I've been working with Rieffel's "Projective Modules over Higher-dimensional Non-commutative Tori" and I'm struggling with a few basic questions.
I know that when the dimension $d=2$ we have that $T_\theta$ is specified by a single (say irrational) number $\theta$, and then $K_0(T_\theta) = \mathbb{Z} + \theta \mathbb{Z}$. Further, classes $a+\theta b$ in $K_0$ are represented by actual vector bundles if the "rank", or more appropriately the trace, satisfies $a+\theta b > 0$.

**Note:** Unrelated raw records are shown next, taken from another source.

PR #1420, opened 2024-06-30
Validate confidential clients and determine if the client handles the grant type

### LINKED ISSUE #1073: Support Public Clients for Password and Refresh Token Grant
Something that was confusing to me about this is the `AuthCodeGrant` [only calls `validateCredentials` for private clients](https://github.com/thephpleague/oauth2-server/blob/e1dc4d708c56fcfa205be4bb1862b6d525b4baac/src/Grant/AuthCodeGrant.php#L102) which made it seem like you no longer needed to check if the client was confidential before attempting to verify the secret.

However the refresh token grant and password grant both are supposed to support public clients according to the OAuth specification and do not check `Client::isConfidential` before calling `validateClient`.

Wouldn't that mean the `isConfidential` check in the `AuthCodeGrant` is unnecessary as you will need to check yourself in `validateClient` in order to support the other grant types?

_Originally posted by @matt-allan in https://github.com/thephpleague/oauth2-server/issues/1034#issuecomment-513974013_

### LINKED ISSUE #1174: Add Unauthorized_Client support
At the moment, the only error we do not handle is unauthorized_client. This is issued when a client tries to use a grant they have not been given permissions to. We should investigate the potential of using this in version 9.

### LINKED ISSUE #1369: RefreshTokenGrant requires client_secret also for non-confidential clients
RefreshTokenGrant::respondToAccessTokenRequest requires a client_secret, otherwise it will throw an exception (OAuthServerException::invalidClient). This does not make sense for non-confidential clients, as they are not able to send the client_secret.

hafezdivandari:
Fixes #1174
Fixes #1369
Fixes #1073
Closes #1036

This PR can be considered as a security enhancement and does 2 main changes:
1. Validate confidential clients:
   * [RFC6749 section 3.2.1](https://datatracker.ietf.org/doc/html/rfc6749#section-3.2.1)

Now in general there is a formula (Theorem 3.4) in this paper which gives the trace $$\tau([V]) = |G/D^\perp|$$ if $V$ is the projective module over $T_\theta$ given by the Schwartz space $\mathcal{S}(M)$ with $\mathbb{Z}^d \simeq D \hookrightarrow G = \hat M \times M$ a cocompact embedding of a lattice into a product $\hat M \times M$ of a locally compact abelian group and its dual, and the action of $T_\theta$ is given by restricting the natural action of $\hat M\times M$ on $\mathcal{S}(M)$. The only ingredient left is the normalizaton of the Haar measure on $G$ which would let us calculate $|G/D^\perp|$, which the paper says is given by any normalization on $M$ and then the Plancharel measure on $\hat M$.
Is there a concise description of the order structure on $K_0(T_\theta)$ when $d = 3$ or $d=4$ or higher dimensions as there is when $d=2$?